TASK INSTRUCTIONS –
Among the entries below, find every line that has "needs" and pull it out.

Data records
PR #1101, opened 2024-01-08
ci: standardize quotes in source code on ' and """

### LINKED ISSUE #1099: Add linter rule for consistent quoting
Per [this comment](https://github.com/canonical/operator/pull/1091#discussion_r1439964012), we'd like to add a flake8 quoting rule to make our quoting style consistent. We mostly use single quotes, but we have some double quotes, so we'll need to make them consistent first.

benhoyt:
DRAFT: this isn't finished yet, but I've spent too much time on it already.

I had almost finished an ad-hoc "just enough tokenizer" that did strings, and then I ran into the f-string problem. Then I discovered that the [`tokenize`](https://docs.python.org/3/library/tokenize.html) module does support round-tripping whitespace (by the use of start/end line/col markings), so I wrote the script in [this commit message](https://github.com/canonical/operator/commit/6847b8e3838053ae2f2ddebcfb093031359da574) that uses that.

That converted the non-f-string strings, and then I was trying to go through manually with search-and-replace to do the f-strings (I'm sure we could automate that part too, but it's not trivial). And then I realized my first pass hadn't done a number of the non-f-strings, e.g., in `test/test_testing.py` -- I'm not sure why.

In any case, worth pursuing at some point, but I'm going to drop it for now and get back to useful work.

Fixes #1099

### DIFF
--- a/ops/charm.py
+++ b/ops/charm.py
@@ -607,9 +607,9 @@ class StorageEvent(HookEvent):
         """
         snapshot: Dict[str, Any] = {}
         if isinstance(self.storage, model.Storage):
-            snapshot["storage_name"] = self.storage.name
-            snapshot["storage_index"] = self.storage.index
-            snapshot["storage_location"] = str(self.storage.location)
+            snapshot['storage_name'] = self.storage.name
+            snapshot['storage_index'] = self.storage.index
+            snapshot['storage_location'] = str(self.storage.location)
         return snapshot
 
     def restore(self, snapshot: Dict[str, Any]):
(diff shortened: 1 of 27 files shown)


benhoyt:
Jon reminded me that Ruff now has a code formatter. It's basically intended as Black-compatible, with a few minor consistency improvements (and a knob for single quotes! :-). https://docs.astral.sh/ruff/formatter/

As much as I don't like the output of Black in many cases, I think it's probably best to move this project towards auto-formatting, and clean up what we can.

So I think we should probably bite the bullet and switch to using that (once we're on Ruff for flake8 linting stuff). I'm going to close this PR along those lines -- will avoid further wheel-churning on rolling our own quote-converter, too.

PR #1104, opened 2024-01-09
fix: revert macaroonbakery exception now that underlying issue is fixed

benhoyt:
https://github.com/go-macaroon-bakery/py-macaroon-bakery/issues/94 is fixed now and version 1.3.4 of that project has been released, so this should not be needed any more.


tonyandrewmeyer (approved):
Not sure if you were going to bother with any reviews given the nature of this, but +1 from me anyway :)

PR #1106, opened 2024-01-10
feat: add support for v2 fields in CharmMeta

### LINKED ISSUE #498: CharmMeta class needs to be updated for Metadata v2
The `CharmMeta` class currently only represents the v1 Metadata spec - it needs to be updated to support metadata v2: https://discourse.charmhub.io/t/charm-metadata-v2/3674

tonyandrewmeyer:
Extends the `CharmMeta` and related objects to handle all fields in the [current specification](https://juju.is/docs/sdk/metadata-yaml), both loading from `metadata.yaml` and from [`charmcraft.yaml`](https://juju.is/docs/sdk/charmcraft-yaml) (which is likely to happen when running unit tests).

New fields:
* `links`:
  * `websites`
  * `sources`
  * `issues`
  * `documentation` (this is "docs" in metadata.yaml, but "documentation" in charmcraft.yaml, and is a single string unlike the above, so "docs" seems misleading)
* `assumes`

`metadata.yaml` allows arbitrary fields, so leaving in fields that are not in the current specification (e.g. "tags", "series") seems ok and provides the most backwards compatibility.

Also fleshes out `ContainerMeta` and adds `properties` to `StorageMeta`.

Fixes #498.


tonyandrewmeyer:
@benhoyt this needs the new classes added to `__init__.py`, tests, and a few other bits of cleanup (including whatever is failing in the CI, likely formatting). Before I do those, could you quickly check that this is more-or-less what you intended for #498? No need for a full review - that can be done when I've finished everything.

ops/charm.py
```diff
@@ -1488,6 +1549,66 @@ def __init__(self, name: str, raw: Dict[str, Any]):
...
 
 
+class DeviceType(enum.Enum):
+    """Types of device that may be requested."""
+    GPU = 'gpu'
+    NVIDIA_GPU = 'nvidia.com/gpu'
+    AMD_CPU = 'amd.com/gpu'
+
+
+class DeviceMeta:
```
benhoyt, line 1559: For the new types, I wonder if we should go all in on dataclasses (probably frozen), and add a `from_dict` method to parse from the dict. Kind of like how I did with `pebble.Notice` recently?

benhoyt (commented):
Yep, this looks like the basic idea, thanks! I haven't gone over in detail.

What spec were you working against?

tonyandrewmeyer:
> Yep, this looks like the basic idea, thanks! I haven't gone over in detail.

Thanks! Just needed a santy check :smile:. You can go over in detail when I finish it off :smile:.

> What spec were you working against?

The one linked in the description: https://juju.is/docs/sdk/metadata-yaml - the Discourse post linked from the issue says that it should be used rather than the Discourse post.

ops/charm.py
tonyandrewmeyer: @benhoyt further to this, what do you think about making the existing ones dataclasses as well, for more consistency? We can't really change the `__init__` signature (and so would need to also add custom `__repr__`) but then they would all have `__repr__`, `__eq__`, and (in 3.10+) `__match_args__`.

The older ones would have to not be frozen also, so that plus the inconsistent creation is not ideal, but it's still more consistent than having just having the most recently added types be dataclasses.

benhoyt: Per discussion, yeah, it's not ideal -- but let's do the new types as dataclasses, but leave the other ones for now. If people are clamouring for them (I doubt it) we can always update those in a separate PR.

ops/charm.py
```diff
@@ -1297,16 +1338,82 @@ def __init__(self, raw: Optional[Dict[str, Any]] = None,
...
+            # When running tests, this might be loading from charmcraft.yaml.
+            documentation = raw.get('links', {}).get('documentation')
+        self.links = MetadataLinks(
+            websites=websites,
+            sources=sources,
+            issues=issues,
+            documentation=documentation,
+        )
+
+    def _assumes_min_juju_version(self) -> Optional[str]:
```
tonyandrewmeyer, line 1383: @benhoyt what this does is provide a compatibility layer so that if you have `assumes: xxx` in your yaml, your charm can still use `meta.min_juju_version` and it'll pick up any minimum version specified in the `assumes` block.

This code works in my quick manual testing, but I'd need to write a bunch of tests to properly validate it, check edge cases, etc.

I'm wondering now if it's actually worth doing this. Maybe in this situation the answer is just for the charmer to adjust their code to use `meta.assumes` instead? They would then need to have code similar to this themselves, but it might be that they need to actually use the maximum or other things rather than just the minimum, and maybe if that's common then down the track it would be better to have some helpers in ops.jujuversion or something similar.

Thoughts?

benhoyt: Yeah, it's a fair bit of new code/logic. I think we should keep the metadata dumb. If the charmer really needs to do this they can, but seems unlikely they'll need to in 99% of cases.

ops/charm.py
```diff
@@ -1588,17 +1796,17 @@ def locations(self) -> List[str]:
...
-            else:
-                raise RuntimeError(
-                    "container has more than one mount point with the same backing storage. "
-                    "Request .locations to see a list"
-                )
-        else:
-            raise AttributeError(
-                f"{self.__class__.__name__} has no such attribute: {name}!"
-            )
+    @property
```
tonyandrewmeyer, line 1799: This is a backwards-incompatible change in that you can no longer assign to `.location`, but it seems like that would surely always be a bug anyway, since it wouldn't actually change the location, just make the metadata incorrect.

tonyandrewmeyer:
FYI, I did a basic sanity check across the ~150 charms I have locally, and loading the metadata doesn't crash:

```python
import pathlib

import ops

root = pathlib.Path(...)

for charm in root.iterdir():
    meta = charm / 'metadata.yaml'
    if meta.exists():
        assert ops.CharmMeta.from_yaml(meta.open()).name
```

ops/charm.py
```diff
@@ -671,8 +683,7 @@ class WorkloadEvent(HookEvent):
     """Base class representing workload-related events.
 
     Workload events are generated for all containers that the charm
-    expects in metadata. Workload containers currently only trigger
```
tonyandrewmeyer, line 674: Minor drive-by.

ops/charm.py
```diff
@@ -1273,16 +1294,33 @@ def __init__(self, raw: Optional[Dict[str, Any]] = None,
...
+        # Note that metadata v2 does not define series.
         self.series = raw_.get('series', [])
         self.subordinate = raw_.get('subordinate', False)
+        self.assumes = JujuAssumes.from_list(raw_.get('assumes', []))
+        # Note that metadata v2 does not define min-juju-version ('assumes'
+        # should be used instead).
         self.min_juju_version = raw_.get('min-juju-version')
+        if self.min_juju_version:
+            # Add in an implied 'assumes'.
+            self.assumes.features.append(f'juju >= {self.min_juju_version}')
```
benhoyt, line 1323: Are we sure we want to add this in? Why? It would seem better to me to have this reflect the metadata as is, rather than try to be smart about things.

ops/charm.py
```diff
@@ -1297,16 +1335,48 @@ def __init__(self, raw: Optional[Dict[str, Any]] = None,
...
-        # This is taken from Charm Metadata v2, but only the "containers" and
-        # "containers.name" fields that we need right now for Pebble. See:
-        # https://discourse.charmhub.io/t/charm-metadata-v2/3674
         self.containers = {name: ContainerMeta(name, container)
                            for name, container in raw_.get('containers', {}).items()}
 
+    def _load_links(self, raw: Dict[str, Any]):
+        websites = raw.get('website', [])
+        if not websites and 'links' in raw:
+            # When running tests, this might be loading from charmcraft.yaml.
```
benhoyt, line 1350: What about just having this comment once at the top of the function?

ops/charm.py
```diff
@@ -1488,6 +1562,97 @@ def __init__(self, name: str, raw: Dict[str, Any]):
         self.type = raw['type']
 
 
+class DeviceType(enum.Enum):
+    """Types of device that may be requested."""
+    GPU = 'gpu'
+    NVIDIA_GPU = 'nvidia.com/gpu'
+    AMD_GPU = 'amd.com/gpu'
```
benhoyt, line 1569: I wonder if we should make this just a str rather than an enum with defined values? These seem pretty specific, and we don't necessarily want to have to update this if stuff is added to the list. We could do the `str | DeviceType` trick as I've done elsewhere, but that's kind of annoying.

ops/charm.py
```diff
@@ -1501,23 +1666,69 @@ def __init__(self, name: str, raw: Optional[Dict[str, Any]] = None):
...
     def __init__(self, name: str, raw: Dict[str, Any]):
         self.name = name
         self._mounts: Dict[str, ContainerStorageMeta] = {}
+        self.bases = None
+        self.resource = None
 
         # This is not guaranteed to be populated/is not enforced yet
         if raw:
             self._populate_mounts(raw.get('mounts', []))
+            self.resource = raw.get("resource")
```
benhoyt, line 1727:
```suggestion
            self.resource = raw.get('resource')
```

ops/charm.py
benhoyt: Excellent, thanks for this fix.

test/test_charm.py
```diff
@@ -561,18 +561,52 @@ def test_containers_storage(self):
...
+        self.assertEqual(meta.containers['test1'].resource, 'ubuntu-22.10')
+        assert meta.containers['test2'].bases is not None
+        self.assertEqual(len(meta.containers['test2'].bases), 2)
+        self.assertEqual(meta.containers['test2'].bases[0].os_name, 'ubuntu')
+        self.assertEqual(meta.containers['test2'].bases[0].channel, '23.10')
+        self.assertEqual(meta.containers['test2'].bases[0].architectures, ['amd64'])
+        self.assertEqual(meta.containers['test2'].bases[1].os_name, 'ubuntu')
+        self.assertEqual(meta.containers['test2'].bases[1].channel, '23.04/stable/fips')
+        self.assertEqual(meta.containers['test2'].bases[1].architectures, ['arm'])
+        with self.assertRaises(ModelError):
```
benhoyt, line 599: Can you please add a comment above the `with` line about why this is failing? It's not immediately obvious to me.

benhoyt (changes requested):
Looking good, just some small questions and minor nits.

ops/charm.py
tonyandrewmeyer: Sure. I did cringe a bit at it having nvidia & amd in there rather than nice generic things like GPU, NFC, BLE etc :joy:.

ops/charm.py
tonyandrewmeyer: Good call, will do.

ops/charm.py
tonyandrewmeyer: I definitely agree that the code I had earlier that tried to be smart in the other direction (populating `min_juju_version` from `assumes`) was a bad idea (on the positive side, it helped me really dig into how `assumes` works, so I could be more sure I had the class correct :smile:).

This direction (populating `assumes` from `min_juju_version`) is vastly simpler, just these 2-3 lines, and more obviously correct.

My thinking was that if someone is using this in code, and they want to support both versions of metadata (e.g. in a lib where you don't have as much control over the metadata), they have to do something like:

```python
min_version = meta.min_juju_version or find_minimum_juju_version(meta.assumes)
```

instead of just `find_minimum_juju_version(meta.assumes)`.

However, writing this out I think I have rubber-ducked my way into agreeing that it's too small to be worthwhile :smile:.

benhoyt (approved):
Looks good to me, thanks!

ops/charm.py
```diff
@@ -1488,6 +1560,90 @@ def __init__(self, name: str, raw: Dict[str, Any]):
         self.type = raw['type']
 
 
+@dataclasses.dataclass(frozen=True)
+class DeviceMeta:
```
wallyworld, line 1564: Do we have any charms that use `Device`? This was something added way back in the day for the older style charms. If there's no sidecar charms using this, I would recommend not implementing it until it's asked for. That way we don't lock ourselves into supporting something that turns out to be "wrong".

ops/charm.py
```diff
@@ -1431,6 +1499,9 @@ class StorageMeta:
     multiple_range: Optional[Tuple[int, Optional[int]]]
     """Range of numeric qualifiers when multiple storage units are used."""
 
+    properties = List[Literal['transient']]
```
wallyworld, line 1502: "transient" isn't the only value for properties

wallyworld (commented):
The `assumes` stuff looks good (consistent with how juju parses it).
juju reads bases from manifest.yaml and what's here looks consistent with that.

Can we defer adding Devices until we are sure it's actually used somewhere?
Otherwise looks ok to me.

ops/charm.py
tonyandrewmeyer: Ah, it was the only one in the docs. Is there a list, or should I just make this an open list of strings?

ops/charm.py
tonyandrewmeyer: In the ~150 I have a list of, there are none. @benhoyt given that this is an 'old' thing not a 'new' one, I'm happy to remove it - fine with you?

ops/charm.py
benhoyt: @wallyworld It looks like it's the only one [accepted by the `juju/charm` package](https://github.com/juju/charm/blob/f5d79a50fdf959cd340a853aa65c6af5f06a21b3/meta.go#L1369), too. Regardless, I think it's probably more flexible and future-proof to just make our type annotations a `List[str]`.

ops/charm.py
benhoyt: Yeah, Ian's rationale makes sense -- let's remove it from the PR.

SOLUTION TO THIS PROBLEM –
### LINKED ISSUE #498: CharmMeta class needs to be updated for Metadata v2
The `CharmMeta` class currently only represents the v1 Metadata spec - it needs to be updated to support metadata v2: https://discourse.charmhub.io/t/charm-metadata-v2/3674
@benhoyt this needs the new classes added to `__init__.py`, tests, and a few other bits of cleanup (including whatever is failing in the CI, likely formatting). Before I do those, could you quickly check that this is more-or-less what you intended for #498? No need for a full review - that can be done when I've finished everything.
benhoyt: Yeah, it's a fair bit of new code/logic. I think we should keep the metadata dumb. If the charmer really needs to do this they can, but seems unlikely they'll need to in 99% of cases.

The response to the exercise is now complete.